_Problem statement_. Reduce the material below to its lines containing "helper".

*** Material shown ***

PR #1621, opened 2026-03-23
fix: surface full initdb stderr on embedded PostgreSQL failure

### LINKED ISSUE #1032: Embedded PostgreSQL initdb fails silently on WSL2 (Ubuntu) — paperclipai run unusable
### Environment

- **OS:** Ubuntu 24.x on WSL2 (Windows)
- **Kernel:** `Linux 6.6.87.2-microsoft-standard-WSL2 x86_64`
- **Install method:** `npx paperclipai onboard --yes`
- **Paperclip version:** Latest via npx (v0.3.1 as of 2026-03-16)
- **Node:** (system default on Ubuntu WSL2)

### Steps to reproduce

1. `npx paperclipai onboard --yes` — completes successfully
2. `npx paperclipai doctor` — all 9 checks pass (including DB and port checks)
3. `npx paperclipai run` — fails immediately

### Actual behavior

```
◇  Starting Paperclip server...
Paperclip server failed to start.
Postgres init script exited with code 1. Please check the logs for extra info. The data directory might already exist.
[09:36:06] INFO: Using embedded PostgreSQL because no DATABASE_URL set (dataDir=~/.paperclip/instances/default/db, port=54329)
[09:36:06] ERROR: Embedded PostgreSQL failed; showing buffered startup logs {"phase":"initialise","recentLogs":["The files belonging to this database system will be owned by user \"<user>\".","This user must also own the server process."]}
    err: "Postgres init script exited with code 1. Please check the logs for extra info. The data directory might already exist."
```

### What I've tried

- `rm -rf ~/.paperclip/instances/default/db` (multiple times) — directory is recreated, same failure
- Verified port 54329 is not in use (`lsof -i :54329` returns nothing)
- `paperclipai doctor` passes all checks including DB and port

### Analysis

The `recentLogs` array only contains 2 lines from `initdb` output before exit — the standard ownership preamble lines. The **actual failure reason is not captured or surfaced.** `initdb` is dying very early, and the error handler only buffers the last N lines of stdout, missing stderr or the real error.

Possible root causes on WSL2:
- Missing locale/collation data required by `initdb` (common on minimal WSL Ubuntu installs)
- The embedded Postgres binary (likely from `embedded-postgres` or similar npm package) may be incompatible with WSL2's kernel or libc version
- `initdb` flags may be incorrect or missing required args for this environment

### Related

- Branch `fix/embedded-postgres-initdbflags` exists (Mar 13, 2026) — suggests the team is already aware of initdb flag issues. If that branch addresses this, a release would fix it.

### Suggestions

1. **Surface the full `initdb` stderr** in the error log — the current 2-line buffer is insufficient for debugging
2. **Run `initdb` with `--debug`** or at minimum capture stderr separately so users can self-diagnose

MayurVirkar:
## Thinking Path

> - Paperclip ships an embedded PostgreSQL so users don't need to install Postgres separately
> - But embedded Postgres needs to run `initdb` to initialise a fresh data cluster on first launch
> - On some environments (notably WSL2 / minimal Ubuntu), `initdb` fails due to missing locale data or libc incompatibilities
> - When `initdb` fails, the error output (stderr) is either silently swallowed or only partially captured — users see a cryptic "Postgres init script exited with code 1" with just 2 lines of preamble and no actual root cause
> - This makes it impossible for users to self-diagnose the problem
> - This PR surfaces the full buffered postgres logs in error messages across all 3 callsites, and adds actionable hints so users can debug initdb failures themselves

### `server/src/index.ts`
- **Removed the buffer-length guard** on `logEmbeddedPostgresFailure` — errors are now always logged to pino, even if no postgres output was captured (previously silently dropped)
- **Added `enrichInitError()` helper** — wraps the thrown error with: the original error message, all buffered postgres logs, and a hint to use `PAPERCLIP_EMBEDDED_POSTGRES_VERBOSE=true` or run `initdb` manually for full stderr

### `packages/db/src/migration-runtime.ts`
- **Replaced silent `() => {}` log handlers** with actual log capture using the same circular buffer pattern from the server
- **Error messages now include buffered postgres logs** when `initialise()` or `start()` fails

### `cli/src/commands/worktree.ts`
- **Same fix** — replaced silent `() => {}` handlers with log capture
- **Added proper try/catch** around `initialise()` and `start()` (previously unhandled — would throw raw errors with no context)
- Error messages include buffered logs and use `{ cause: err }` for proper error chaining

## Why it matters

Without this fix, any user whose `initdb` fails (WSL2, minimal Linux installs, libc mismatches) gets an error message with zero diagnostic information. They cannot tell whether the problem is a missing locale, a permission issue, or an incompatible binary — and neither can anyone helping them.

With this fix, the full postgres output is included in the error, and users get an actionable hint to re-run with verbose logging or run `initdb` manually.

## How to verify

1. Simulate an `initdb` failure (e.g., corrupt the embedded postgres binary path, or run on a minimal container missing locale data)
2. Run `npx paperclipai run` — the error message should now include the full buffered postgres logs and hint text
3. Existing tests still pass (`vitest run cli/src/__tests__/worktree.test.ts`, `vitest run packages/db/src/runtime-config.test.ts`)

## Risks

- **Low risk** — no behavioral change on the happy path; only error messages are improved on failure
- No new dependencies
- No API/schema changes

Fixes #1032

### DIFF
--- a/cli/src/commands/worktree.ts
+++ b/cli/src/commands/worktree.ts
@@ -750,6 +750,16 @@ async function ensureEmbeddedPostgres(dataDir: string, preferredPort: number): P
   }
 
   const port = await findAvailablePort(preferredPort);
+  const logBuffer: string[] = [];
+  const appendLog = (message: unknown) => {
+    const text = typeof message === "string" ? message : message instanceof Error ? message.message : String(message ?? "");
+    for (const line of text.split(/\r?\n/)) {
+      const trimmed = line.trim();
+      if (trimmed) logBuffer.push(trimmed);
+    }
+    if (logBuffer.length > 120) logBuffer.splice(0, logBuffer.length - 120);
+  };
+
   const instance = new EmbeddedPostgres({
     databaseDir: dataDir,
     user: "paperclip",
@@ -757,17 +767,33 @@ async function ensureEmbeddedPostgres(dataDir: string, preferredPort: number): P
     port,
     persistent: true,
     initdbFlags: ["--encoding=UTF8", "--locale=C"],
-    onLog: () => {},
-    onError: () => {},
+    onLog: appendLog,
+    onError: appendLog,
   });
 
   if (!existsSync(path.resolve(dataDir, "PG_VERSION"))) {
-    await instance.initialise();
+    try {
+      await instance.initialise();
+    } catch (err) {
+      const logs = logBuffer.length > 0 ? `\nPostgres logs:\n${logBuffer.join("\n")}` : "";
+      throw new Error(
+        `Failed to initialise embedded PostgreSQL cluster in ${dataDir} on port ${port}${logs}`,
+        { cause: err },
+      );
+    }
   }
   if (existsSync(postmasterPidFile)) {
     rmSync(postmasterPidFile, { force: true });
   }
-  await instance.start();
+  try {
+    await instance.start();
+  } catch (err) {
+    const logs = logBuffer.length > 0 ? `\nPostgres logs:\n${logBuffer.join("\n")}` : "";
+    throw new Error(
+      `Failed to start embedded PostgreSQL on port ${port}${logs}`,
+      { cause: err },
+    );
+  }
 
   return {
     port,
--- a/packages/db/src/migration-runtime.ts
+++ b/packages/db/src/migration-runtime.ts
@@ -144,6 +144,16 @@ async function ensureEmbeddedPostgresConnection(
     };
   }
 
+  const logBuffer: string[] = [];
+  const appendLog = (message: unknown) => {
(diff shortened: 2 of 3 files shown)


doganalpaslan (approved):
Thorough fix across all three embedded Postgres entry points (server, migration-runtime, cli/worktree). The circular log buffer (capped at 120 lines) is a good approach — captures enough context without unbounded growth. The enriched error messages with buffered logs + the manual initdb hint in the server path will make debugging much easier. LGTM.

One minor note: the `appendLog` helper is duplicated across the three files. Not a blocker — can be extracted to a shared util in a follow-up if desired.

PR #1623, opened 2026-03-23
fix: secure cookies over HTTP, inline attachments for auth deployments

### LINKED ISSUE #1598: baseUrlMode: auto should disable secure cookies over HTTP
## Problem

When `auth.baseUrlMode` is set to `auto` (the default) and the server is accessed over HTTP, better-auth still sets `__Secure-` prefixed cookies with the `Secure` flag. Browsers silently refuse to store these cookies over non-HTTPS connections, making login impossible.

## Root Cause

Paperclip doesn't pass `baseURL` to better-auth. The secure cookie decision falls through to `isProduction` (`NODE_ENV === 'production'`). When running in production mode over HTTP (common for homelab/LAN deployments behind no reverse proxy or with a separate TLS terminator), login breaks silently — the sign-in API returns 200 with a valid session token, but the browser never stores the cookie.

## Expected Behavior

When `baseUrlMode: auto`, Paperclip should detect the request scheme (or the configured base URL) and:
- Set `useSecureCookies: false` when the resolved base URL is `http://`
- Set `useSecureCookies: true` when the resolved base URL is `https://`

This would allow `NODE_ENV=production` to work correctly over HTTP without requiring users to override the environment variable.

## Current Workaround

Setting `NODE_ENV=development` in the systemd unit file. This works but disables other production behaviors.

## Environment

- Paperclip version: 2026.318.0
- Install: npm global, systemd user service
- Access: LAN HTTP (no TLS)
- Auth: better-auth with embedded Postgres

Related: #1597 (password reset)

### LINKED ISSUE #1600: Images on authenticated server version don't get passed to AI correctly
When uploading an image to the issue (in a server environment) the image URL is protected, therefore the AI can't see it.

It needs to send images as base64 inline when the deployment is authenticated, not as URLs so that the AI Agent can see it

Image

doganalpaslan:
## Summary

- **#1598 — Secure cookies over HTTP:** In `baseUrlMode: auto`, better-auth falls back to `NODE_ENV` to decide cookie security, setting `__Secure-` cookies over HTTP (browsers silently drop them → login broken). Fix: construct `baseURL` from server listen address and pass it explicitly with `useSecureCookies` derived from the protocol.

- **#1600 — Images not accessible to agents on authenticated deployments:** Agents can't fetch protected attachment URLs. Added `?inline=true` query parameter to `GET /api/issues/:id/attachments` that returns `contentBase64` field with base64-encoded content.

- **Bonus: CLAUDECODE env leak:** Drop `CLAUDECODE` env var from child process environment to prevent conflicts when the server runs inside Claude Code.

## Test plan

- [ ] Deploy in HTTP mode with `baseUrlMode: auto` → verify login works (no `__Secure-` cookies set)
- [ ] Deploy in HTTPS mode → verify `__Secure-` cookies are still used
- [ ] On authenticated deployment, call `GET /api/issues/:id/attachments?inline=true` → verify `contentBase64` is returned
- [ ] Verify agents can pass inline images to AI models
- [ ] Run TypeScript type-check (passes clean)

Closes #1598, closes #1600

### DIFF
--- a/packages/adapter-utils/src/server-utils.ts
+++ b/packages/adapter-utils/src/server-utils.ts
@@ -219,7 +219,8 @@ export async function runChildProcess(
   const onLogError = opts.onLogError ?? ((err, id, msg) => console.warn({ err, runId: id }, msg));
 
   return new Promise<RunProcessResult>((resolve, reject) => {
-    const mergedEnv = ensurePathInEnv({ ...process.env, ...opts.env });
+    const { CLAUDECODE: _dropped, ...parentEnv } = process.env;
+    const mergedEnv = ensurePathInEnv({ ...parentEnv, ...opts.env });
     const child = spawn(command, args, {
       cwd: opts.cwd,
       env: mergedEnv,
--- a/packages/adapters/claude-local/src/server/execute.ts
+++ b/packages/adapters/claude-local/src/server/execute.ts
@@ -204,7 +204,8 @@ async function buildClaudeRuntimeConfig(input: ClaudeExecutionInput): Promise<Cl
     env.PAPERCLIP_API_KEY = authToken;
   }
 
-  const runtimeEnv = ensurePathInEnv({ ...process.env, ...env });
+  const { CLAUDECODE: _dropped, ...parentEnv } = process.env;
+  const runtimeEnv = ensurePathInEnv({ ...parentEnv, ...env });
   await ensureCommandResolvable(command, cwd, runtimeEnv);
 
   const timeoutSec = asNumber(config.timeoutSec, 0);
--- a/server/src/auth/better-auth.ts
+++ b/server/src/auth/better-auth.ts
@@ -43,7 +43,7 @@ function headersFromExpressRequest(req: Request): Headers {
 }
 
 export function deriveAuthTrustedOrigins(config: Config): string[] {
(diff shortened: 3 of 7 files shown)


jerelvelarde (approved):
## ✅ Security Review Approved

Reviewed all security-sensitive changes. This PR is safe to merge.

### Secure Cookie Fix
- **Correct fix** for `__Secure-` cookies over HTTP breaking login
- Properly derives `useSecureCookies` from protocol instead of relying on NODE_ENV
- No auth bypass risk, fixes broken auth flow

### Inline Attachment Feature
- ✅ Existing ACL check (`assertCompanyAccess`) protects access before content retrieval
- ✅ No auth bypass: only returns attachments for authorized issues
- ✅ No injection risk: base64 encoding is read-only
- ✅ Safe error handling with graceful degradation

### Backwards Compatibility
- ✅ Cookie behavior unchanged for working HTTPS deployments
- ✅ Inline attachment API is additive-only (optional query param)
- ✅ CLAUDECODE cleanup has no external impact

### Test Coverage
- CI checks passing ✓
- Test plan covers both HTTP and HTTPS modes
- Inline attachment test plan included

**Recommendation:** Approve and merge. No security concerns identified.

***
*** Material shown ***

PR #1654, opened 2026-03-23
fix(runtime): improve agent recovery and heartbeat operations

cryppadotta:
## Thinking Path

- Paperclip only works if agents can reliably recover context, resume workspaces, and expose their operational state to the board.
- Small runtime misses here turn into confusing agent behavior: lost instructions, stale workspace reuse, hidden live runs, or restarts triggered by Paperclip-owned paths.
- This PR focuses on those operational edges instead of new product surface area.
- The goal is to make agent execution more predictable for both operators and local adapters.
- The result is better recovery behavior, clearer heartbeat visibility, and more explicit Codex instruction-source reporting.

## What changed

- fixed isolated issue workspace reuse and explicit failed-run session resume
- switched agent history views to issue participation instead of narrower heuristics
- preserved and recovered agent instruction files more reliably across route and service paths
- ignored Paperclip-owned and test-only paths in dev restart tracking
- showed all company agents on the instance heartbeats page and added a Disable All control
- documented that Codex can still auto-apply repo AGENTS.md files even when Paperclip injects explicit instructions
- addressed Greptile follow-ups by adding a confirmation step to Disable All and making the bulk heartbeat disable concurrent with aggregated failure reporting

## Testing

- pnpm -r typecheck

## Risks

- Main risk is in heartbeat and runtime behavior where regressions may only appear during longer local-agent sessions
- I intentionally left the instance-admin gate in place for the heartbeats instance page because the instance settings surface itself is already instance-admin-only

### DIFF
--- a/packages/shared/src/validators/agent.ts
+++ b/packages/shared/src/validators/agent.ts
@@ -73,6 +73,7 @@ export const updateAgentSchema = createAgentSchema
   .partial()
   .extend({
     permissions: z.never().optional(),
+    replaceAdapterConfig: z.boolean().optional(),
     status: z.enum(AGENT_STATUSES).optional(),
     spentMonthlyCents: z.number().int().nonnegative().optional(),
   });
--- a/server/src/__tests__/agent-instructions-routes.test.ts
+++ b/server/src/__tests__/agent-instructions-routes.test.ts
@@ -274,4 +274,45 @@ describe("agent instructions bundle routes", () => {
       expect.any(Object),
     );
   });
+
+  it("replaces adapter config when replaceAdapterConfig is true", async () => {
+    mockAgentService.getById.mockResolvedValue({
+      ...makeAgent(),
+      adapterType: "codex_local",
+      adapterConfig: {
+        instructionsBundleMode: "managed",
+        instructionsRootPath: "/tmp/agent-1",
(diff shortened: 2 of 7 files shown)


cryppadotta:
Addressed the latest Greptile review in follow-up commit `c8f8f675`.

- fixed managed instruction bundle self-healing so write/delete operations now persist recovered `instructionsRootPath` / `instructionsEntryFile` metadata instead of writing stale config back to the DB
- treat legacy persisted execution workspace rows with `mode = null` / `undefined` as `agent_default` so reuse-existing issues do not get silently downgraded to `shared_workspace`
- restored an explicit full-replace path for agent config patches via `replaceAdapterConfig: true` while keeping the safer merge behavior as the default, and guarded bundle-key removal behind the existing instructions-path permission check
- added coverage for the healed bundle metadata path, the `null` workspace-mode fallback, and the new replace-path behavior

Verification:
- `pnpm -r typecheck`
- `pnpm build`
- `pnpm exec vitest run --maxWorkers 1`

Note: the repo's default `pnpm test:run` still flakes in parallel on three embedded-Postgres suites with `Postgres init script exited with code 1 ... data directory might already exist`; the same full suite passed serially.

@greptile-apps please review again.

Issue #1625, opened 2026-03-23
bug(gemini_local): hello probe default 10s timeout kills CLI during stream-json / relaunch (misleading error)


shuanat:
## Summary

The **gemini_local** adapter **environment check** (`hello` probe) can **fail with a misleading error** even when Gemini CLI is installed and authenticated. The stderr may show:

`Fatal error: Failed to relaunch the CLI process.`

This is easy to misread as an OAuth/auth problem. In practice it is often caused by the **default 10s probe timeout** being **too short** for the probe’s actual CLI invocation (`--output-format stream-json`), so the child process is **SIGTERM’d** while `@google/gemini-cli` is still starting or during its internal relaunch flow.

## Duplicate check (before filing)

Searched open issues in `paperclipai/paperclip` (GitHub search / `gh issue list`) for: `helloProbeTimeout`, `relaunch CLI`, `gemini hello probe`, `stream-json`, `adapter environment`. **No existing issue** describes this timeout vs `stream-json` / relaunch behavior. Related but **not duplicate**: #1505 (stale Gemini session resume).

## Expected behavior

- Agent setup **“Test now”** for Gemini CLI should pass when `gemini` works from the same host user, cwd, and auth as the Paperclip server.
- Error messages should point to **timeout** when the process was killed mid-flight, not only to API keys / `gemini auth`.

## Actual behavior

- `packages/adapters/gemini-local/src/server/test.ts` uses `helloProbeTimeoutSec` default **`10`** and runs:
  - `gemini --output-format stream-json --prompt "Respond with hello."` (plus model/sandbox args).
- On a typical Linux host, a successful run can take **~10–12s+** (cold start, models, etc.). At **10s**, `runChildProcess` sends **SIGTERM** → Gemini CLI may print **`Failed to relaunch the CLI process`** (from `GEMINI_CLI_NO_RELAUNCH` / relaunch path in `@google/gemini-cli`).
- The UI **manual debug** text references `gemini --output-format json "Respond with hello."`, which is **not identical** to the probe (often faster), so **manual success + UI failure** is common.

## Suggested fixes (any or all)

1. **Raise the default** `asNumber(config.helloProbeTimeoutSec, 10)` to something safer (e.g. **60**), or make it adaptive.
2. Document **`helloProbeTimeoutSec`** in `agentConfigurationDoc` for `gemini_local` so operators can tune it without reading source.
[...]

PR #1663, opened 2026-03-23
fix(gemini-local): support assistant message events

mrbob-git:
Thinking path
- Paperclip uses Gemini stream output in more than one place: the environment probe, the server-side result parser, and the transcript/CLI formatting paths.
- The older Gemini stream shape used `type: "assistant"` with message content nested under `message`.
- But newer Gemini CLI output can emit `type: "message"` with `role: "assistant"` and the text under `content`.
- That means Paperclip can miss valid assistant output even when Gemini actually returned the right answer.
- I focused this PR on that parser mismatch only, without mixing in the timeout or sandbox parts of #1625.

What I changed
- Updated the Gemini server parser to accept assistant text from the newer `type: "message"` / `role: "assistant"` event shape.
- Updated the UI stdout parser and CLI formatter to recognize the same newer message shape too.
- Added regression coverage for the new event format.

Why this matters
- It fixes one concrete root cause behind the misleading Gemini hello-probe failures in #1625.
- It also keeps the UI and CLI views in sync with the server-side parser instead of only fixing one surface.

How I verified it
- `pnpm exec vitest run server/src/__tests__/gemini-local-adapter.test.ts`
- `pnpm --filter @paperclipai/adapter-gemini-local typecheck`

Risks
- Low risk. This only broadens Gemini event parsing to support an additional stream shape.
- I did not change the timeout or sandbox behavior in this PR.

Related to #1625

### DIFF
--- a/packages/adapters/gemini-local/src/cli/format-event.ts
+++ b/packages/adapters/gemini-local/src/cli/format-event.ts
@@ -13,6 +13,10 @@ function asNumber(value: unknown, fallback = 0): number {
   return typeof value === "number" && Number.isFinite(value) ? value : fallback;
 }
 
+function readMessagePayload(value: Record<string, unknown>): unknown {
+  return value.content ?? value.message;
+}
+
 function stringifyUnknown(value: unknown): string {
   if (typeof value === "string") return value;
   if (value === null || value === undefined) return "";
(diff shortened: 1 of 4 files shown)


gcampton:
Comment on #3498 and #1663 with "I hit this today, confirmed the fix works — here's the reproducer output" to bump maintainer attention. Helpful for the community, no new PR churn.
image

***
*** Material shown ***

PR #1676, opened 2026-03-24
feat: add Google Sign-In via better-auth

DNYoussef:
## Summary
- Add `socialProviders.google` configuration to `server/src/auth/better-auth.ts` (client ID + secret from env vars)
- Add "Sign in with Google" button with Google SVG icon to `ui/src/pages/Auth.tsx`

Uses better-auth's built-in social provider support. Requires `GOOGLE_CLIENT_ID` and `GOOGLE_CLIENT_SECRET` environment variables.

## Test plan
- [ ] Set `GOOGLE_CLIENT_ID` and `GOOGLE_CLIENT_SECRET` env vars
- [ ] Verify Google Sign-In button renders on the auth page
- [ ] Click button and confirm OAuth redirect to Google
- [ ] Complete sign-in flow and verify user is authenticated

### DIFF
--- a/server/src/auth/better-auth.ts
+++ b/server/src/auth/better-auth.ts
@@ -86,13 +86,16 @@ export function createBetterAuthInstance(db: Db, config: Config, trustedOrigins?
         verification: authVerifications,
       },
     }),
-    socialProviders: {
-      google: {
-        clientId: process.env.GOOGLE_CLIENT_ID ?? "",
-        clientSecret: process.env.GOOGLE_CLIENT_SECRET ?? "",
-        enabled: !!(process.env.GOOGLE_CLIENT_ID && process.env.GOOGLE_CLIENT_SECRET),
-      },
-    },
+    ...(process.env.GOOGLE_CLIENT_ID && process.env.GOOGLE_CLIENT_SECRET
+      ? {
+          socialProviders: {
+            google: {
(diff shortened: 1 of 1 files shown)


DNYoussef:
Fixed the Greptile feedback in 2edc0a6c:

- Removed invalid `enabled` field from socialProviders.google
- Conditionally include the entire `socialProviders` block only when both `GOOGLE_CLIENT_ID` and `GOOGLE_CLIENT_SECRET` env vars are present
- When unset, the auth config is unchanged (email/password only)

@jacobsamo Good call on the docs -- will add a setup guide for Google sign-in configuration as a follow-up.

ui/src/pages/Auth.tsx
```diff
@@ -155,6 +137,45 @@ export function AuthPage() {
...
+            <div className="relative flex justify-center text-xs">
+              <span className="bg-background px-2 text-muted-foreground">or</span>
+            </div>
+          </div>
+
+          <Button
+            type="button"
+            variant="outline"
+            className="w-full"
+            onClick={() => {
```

***

_Written response_.
- **Added `enrichInitError()` helper** — wraps the thrown error with: the original error message, all buffered postgres logs, and a hint to use `PAPERCLIP_EMBEDDED_POSTGRES_VERBOSE=true` or run `initdb` manually for full stderr
One minor note: the `appendLog` helper is duplicated across the three files. Not a blocker — can be extracted to a shared util in a follow-up if desired.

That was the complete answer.